## RECORD SET
PR #440, opened 2021-11-03
Use batched SqueezeNet model in batching sample

nums11:
This change adds the batched SqueezeNet model to the models folder in the WinMLSamplesGallery and updates the batching sample to use that model.
- This also fixes the issues with the batching sample crashing

### DIFF
--- a/Samples/WinMLSamplesGallery/WinMLSamplesGallery/WinMLSamplesGallery.csproj
+++ b/Samples/WinMLSamplesGallery/WinMLSamplesGallery/WinMLSamplesGallery.csproj
@@ -153,6 +153,7 @@
   </ItemGroup>
 
   <ItemGroup>
+	<Folder Include="Models\" />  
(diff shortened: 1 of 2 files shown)


Samples/WinMLSamplesGallery/WinMLSamplesGallery/WinMLSamplesGallery.csproj
```diff
@@ -151,7 +153,6 @@
   </ItemGroup>
 
   <ItemGroup>
-    <Folder Include="Models\" />
```
smk2007, line 154: Can we keep this? Does it need to go?

nums11: Yea not sure why this was removed.

smk2007 (approved):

## WORK INSTRUCTIONS
From the line containing "-153,6 +153,7 @@" to the final line of the entries, print every line exactly and nothing else.

## EXERCISE SOLUTION
@@ -153,6 +153,7 @@
   </ItemGroup>
 
   <ItemGroup>
+	<Folder Include="Models\" />  
(diff shortened: 1 of 2 files shown)


Samples/WinMLSamplesGallery/WinMLSamplesGallery/WinMLSamplesGallery.csproj
```diff
@@ -151,7 +153,6 @@
   </ItemGroup>
 
   <ItemGroup>
-    <Folder Include="Models\" />
```
smk2007, line 154: Can we keep this? Does it need to go?

nums11: Yea not sure why this was removed.

smk2007 (approved):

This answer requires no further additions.